Crises Accelerate Change
T
his month’s issue of The MORTGAGE BANKER Magazine focuses on electronic signatures and remote notarization. Neither is a new concept, but the adoption and utilization of both have been accelerated by the COVID-19 crisis. That same trend is affecting multiple aspects of our industry, as well as many other industries in our country. There is nothing magical about a signature; it is rather simply a combination of a manner of authentication with a ritual for agreeing to a transaction.
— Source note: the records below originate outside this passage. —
PR #2836, opened 2021-09-21
Revert "refactor: use modern JS constructs to validate NRIC"

timotheeg:
Reverts opengovsg/FormSG#2785

The PR was not compatible with IE11, which is not acceptable for end users.

Reverting now, to keep `develop:HEAD` release-clean. The PR will be re-introduced once it has been made compatible.

@mantariksh @tshuli

### DIFF
--- a/shared/utils/nric-validation.ts
+++ b/shared/utils/nric-validation.ts
@@ -1,33 +1,41 @@
-type NricParts = {
-  prefix: string
-  digits: string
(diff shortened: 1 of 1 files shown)


mantariksh (approved):

mantariksh:
@timotheeg think you might need to add a `refactor: ` in front of the commit message to make the semantic PR check pass!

Before signing documents with a pen (or quill) became common, seals of various types, such as cylinder seals, were used to authenticate and approve documents. In some cultures, the corner or fringe of a garment applied to clay or some other substance could play the same role. With electronic signatures, we have seen the limitations of ink and paper overcome through the use of technology. Notarization is similar in these respects. Notaries public verify identities and act as impartial witnesses to the signing of important documents to prevent fraud and forgeries.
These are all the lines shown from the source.